Background: Klebsiella pneumoniae, causes a wide range of infections in humans such as pneumonia, soft tissue infections, septicaemia, and urinary tract infections. The rise of multidrug resistant Klebsiella pneumoniae has alarming implications for public health, drastically limiting the treatment options for severe infections caused by this bacterium. BlaVIM is a clinically important subgroup of Class B metallo beta-lactamases, posing a significant challenge to antibiotic therapy.
Aim and Objective: This study aimed to investigate the occurrence of blaVIM gene in K. pneumoniae isolates, and its co-existence with other carbapenemase genes.
Materials and Methods: The study analysed a collection of 200 unique clinically relevant K. pneumoniae isolates recovered from diverse clinical samples over a 12 month period. Antibiotic susceptibility testing was conducted using the disc diffusion technique, adhering to CLSI guidelines, to assess the effectiveness of diverse antimicrobial classes against the isolates. Polymerase chain reaction (PCR) assays were employed to identify the presence of the blaVIM gene in the isolated strains.

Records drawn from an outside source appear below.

PR #2097, opened 2025-04-17
feat!: Make arrays linear and add copyable value arrays

mark-koch:
* The old `array` type is now called `value_array` and lives in a separate extension
* The default `array` is now a linear type. Additional `clone` and `discard` operations follow in a separate PR
* To avoid code duplication, array operations and values are now defined generically over a new `ArrayKind` trait that is instantiated with `Array` (the linear one) and `VArray` (the copyable one) to generate the `array` and `value_array` extensions

Closes #2066

BREAKING CHANGE: `std.collections.array` is now a linear type, even if the contained elements are copyable. Use the new `std.collections.value_array` for an array with the previous copyable semantics.

PR #2101, opened 2025-04-22
feat: Add value_array to/from array conversion ops

mark-koch:
See #2097 for context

Results: Of the 200 isolates, 50 (25%) were resistant to meropenem by disc diffusion method. BlaVIM was detected in 9 (18%) isolates by PCR. They were isolated from urine (n=7), exudative specimen (n=1) and respiratory (n=1).Co-existence of other carbapenemase genes such as blaIMP, blaNDM, bla OXA?48 and blaKPC were not detected alongside the blaVIM in this study.
Conclusion: Detection of the resistance mechanism by molecular methods such as PCR will help to prevent therapeutic failure and the spread of multidrug resistant Klebsiella pneumoniae.
Keywords: Klebsiella pneumoniae, Antimicrobial susceptibility, Metallo beta lactamases, BlaVIM.